Differentiating $f(-x) = f(x) \exp(-x)$, we have $-f'(-x) = (f'(x) - f(x)) \exp(-x)$. If $f$ is to be monotone increasing we'll need this to be nonpositive, so $f'(x) - f(x) \le 0$. You could take

$$f(x) = \cases{1 + x & for x \ge 0\cr (1-x) \exp(x) & for x < 0\cr}$$

EDIT: But there is an analytic solution, namely

$$f(x) = \frac{x e^x}{e^x-1}$$

• Another question would be to prove that no such function can be analytic. Sep 2, 2016 at 23:29
• @MarkFischler ... but not a correct question. Sep 3, 2016 at 0:01
– robjohn
Sep 3, 2016 at 1:57

Lots of functions work, e.g.

$$f(x) = \left\{\begin{array}{cc} x + 1 & x \ge 0 \\ e^x ({1 - x}) & x < 0\end{array}\right.$$

I came up with this in two steps:

• Hoped that $f(x) = x$ for positive $x$ works. It doesn't, because it's zero at zero.

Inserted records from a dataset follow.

Issue #478, opened 2024-07-15
Reading value that was deleted in a mapping causes panic


alexkeating:
### Component

Forge

### Have you ensured that all of these are up to date?

- [X] Foundry
- [X] Foundryup

### Operating System

None

#### Description

It looks like when I read a empty value on a mapping my test panics. I am unsure what exactly is going on, but I can reproduce with the steps below.

1. Checkout this branch locally https://github.com/alexkeating/hats-protocol/tree/experimentation/why-not-working
2. Run the following test `forge test  --match-test testAdminCanBurnAndRemintLinkedTopHat --zksync`

I added console logs throughout and it looks like the issue is happening in this test in `Hats.sol` on line 1341.

Karrq:
Hey thanks for the report! We are looking into this and will let you know when we have a fix ready. 

Thanks also for the example, and I'd really appreciate if you could list the logical list of operations that triggers this failure:
from what I can tell, it's something like "populate slot" (mint) -> "delete storage slot" (burn) -> "read deleted storage slot" (as part of reminting), correct?

I'd like to further reduce the example to something simpler (if possible) to make debugging more effective, perhaps something we can integrate in our test suite :)

nbaztec:
@alexkeating we investigated the issue in detail and figured out that this weird behavior was caused by a combination of zkEVM call behavior for missing code addresses (mocked), and using low level calls. Basically the following mocks were missing from your setup:

```rust
vm.mockCall(
    _eligibility,
    abi.encodeWithSignature("getWearerStatus(address,uint256)", topHatWearer, topHatId),
    abi.encode()
);
vm.mockCall(
    _eligibility,
    abi.encodeWithSignature("getWearerStatus(address,uint256)", topHatWearer, secondHatId),
    abi.encode()
);
vm.mockCall(
    _eligibility,
    abi.encodeWithSignature("getWearerStatus(address,uint256)", address(99), secondTopHatId),
    abi.encode()
);
```

In the EVM, calling a non-existent address returns the zero-value but on zkEVM it causes unexpected behavior which manifested itself in this way when using low-level calls.

As a mitigation we will add some error logs when we encounter this behavior, and potentially raise an issue with zkEVM to fail more reliably.

PS: Please note that addresses below 65536 (0 - 65535) are reserved by zksync and may not be used in tests.

Karrq:
[...]

PR #513, opened 2024-08-09
chore(zk): add error trace on missing mock call 

Karrq:
## Motivation
The issue that was the cause of #478 is known already to the team, having encountered it before, but due to the nature of the issue it tends to mask itself and isn't immediately recognizable. 

## Solution
Add a detection mechanism in our EraVM tracer to detect the trigger for the issue and issue an error (to avoid changing EraVM's behaviour) so that it's more easily recognizable, and also allow users to self troubleshoot.

## Notes
I origianlly tried to add this as another repro for zk tests, but I found that the default test utility was lacking, but since I had already migrated the existing repro to use foundry's systems (`test_repro` macro) I decided to keep it with this PR


crates/forge/tests/it/zk/repros.rs
```diff
@@ -0,0 +1,67 @@
...
+use crate::{
+    config::*,
+    repros::test_repro,
+    test_helpers::{ForgeTestData, TEST_DATA_DEFAULT},
+};
+use alloy_primitives::Address;
+use foundry_config::{fs_permissions::PathPermission, FsPermissions};
+use foundry_test_utils::Filter;
+
+//zk-specific repros configuration
```
nbaztec, line 14:
```suggestion
// zk-specific repros configuration
```

crates/forge/tests/it/zk/repros.rs
```diff
@@ -0,0 +1,67 @@
...
+
+    let runner = test_data.runner_with_zksync_config(config);
+    TestConfig::with_filter(runner, filter).set_should_fail(should_fail)
+}
+
+// https://github.com/matter-labs/foundry-zksync/issues/497
+test_repro!(497);
+
+// https://github.com/matter-labs/foundry-zksync/issues/478
+foundry_test_utils::forgetest_async!(issue_478, |prj, cmd| {
```
nbaztec, line 41: Why cant we migrate this to `test_repro` again?

crates/forge/tests/it/zk/repros.rs
```diff
@@ -0,0 +1,67 @@
...
+    }
+
+    let runner = test_data.runner_with_zksync_config(config);
+    TestConfig::with_filter(runner, filter).set_should_fail(should_fail)
+}
+
+// https://github.com/matter-labs/foundry-zksync/issues/497
+test_repro!(497);
+
+// https://github.com/matter-labs/foundry-zksync/issues/478
```
elfedy, line 40: I do wonder if it adds value to address an issue like this in tests vs just having a test that says `zkevm_call_to_non_existent_address_triggers_a_warning` which would remove a layer of indirection

nbaztec: Maybe we should check foundry tests to see if they only use `test_issue_xxx` format for hard to describe issues. If not we can go with @elfedy's suggestion

Karrq: They tend to do that for repros specifically, and give better descriptions for the rest - we can do both, or at least document the test without having to open the issue always

crates/forge/tests/it/zk/repros.rs
Karrq: I couldn't find a way in `test_repro` to check for the test's stdout, where the tracing's output is printed. The alternative would be injecting a tracing subscriber to allow us to access the traces programmatically

crates/forge/tests/it/zk/repros.rs
nbaztec: Based on your other comment, I believe this doesn't feel into the category of a repro issue fix. Basically, we didn't fix anything since this was not a bug in the system - perhaps that's why it doesn't fit into the category of "repro passes" macro. Instead we added a new feature to print errors when a certain condition occurs. 

Think this test can be a normal `test_zk_` instead

crates/zksync/core/src/vm/tracer.rs
```diff
@@ -139,9 +142,19 @@ impl CheatcodeTracer {
...
+
+    /// Returns true if the given `target`'s code storage should result empty
+    fn is_code_expected_empty(&self, target: Address) -> bool {
+        target == foundry_common::HARDHAT_CONSOLE_ADDRESS || target == self.call_context.tx_caller
+    }
+
+    /// Load the specified storage slot
+    pub fn sload<S: ReadStorage>(ptr: StoragePtr<S>, key: StorageKey) -> StorageValue {
+        ptr.borrow_mut().read_value(&key)
+    }
```
nbaztec, line 154: Not entirely convinced on this function. It replaces a one liner for another, plus forced EVM terminology onto zksync's `StorageView`, which isn't exactly necessary in my opinion.

crates/zksync/core/src/vm/tracer.rs
```diff
@@ -227,6 +241,29 @@ impl<S, H: HistoryMode> DynTracer<S, SimpleMemory<H>> for CheatcodeTracer {
...
+                    ""
+                };
+
+                tracing::error!(
+                    target = ?call_contract,
+                    calldata = hex::encode(&call_input),
+                    "call may fail or behave unexpectedly due to empty code{}",
+                    had_mocks_message
+                );
+            }
```
nbaztec, line 266: I believe this functionality is better represented by having a well encapsulated `fn check_empty_code_call(storage, target)` which also inlines the known addresses via a variable

```rs
// The following addresses are expected to have empty bytecode
let ignored_known_addresses = vec![
  foundry_common::HARDHAT_CONSOLE_ADDRESS.
  self.call_context.tx_caller,
]
```

nbaztec (approved):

• Fix this by adding $1$, or any positive number to it.

• (Promoting my comment to an answer at the request of the asker)
– user296602
Sep 2, 2016 at 23:26
• I like these two steps. +1 Sep 2, 2016 at 23:34

The odd part of $\log(f(x))$ is \begin{align} \frac12\left(\vphantom{\frac12}\log(f(x))-\log(f(-x))\right) &=\frac12\log\left(\frac{f(x)}{f(-x)}\right)\\ &=\frac x2 \end{align} Therefore, $f(x)=e^{\frac x2+g(x)}$ where $g(x)$ is an even function.

We also want $\lim\limits_{x\to\infty}\left(\frac x2+g(x)-\log(x)\right)=0$. Thus, let $g(x)=\log\left(\frac{x/2}{\sinh(x/2)}\right)$ and get \begin{align} f(x) &=\frac{x/2\,e^{x/2}}{\sinh(x/2)}\\[6pt] &=\frac x2\left(1+\coth\left(\frac x2\right)\right) \end{align}

• Unfortunately, this is not monotone increasing? Sep 3, 2016 at 0:13
• I fixed $g(x)$. It should now be monotonic.
– robjohn
Sep 3, 2016 at 1:10
• this is very interesting Sep 3, 2016 at 2:23
• @NeilG: as I commented on Robert Israel's answer, this turns out to be the same as his analytic answer.
– robjohn
Sep 3, 2016 at 2:26
• @NeilG: $\frac{x\,e^x}{\operatorname{expm1}(x)}$ may work better.
– robjohn
Sep 3, 2016 at 4:04

$f(x)=e^{x}(-x+1)$ when $x<0$ and $f(x)=x+1$ when $x\geq 0$.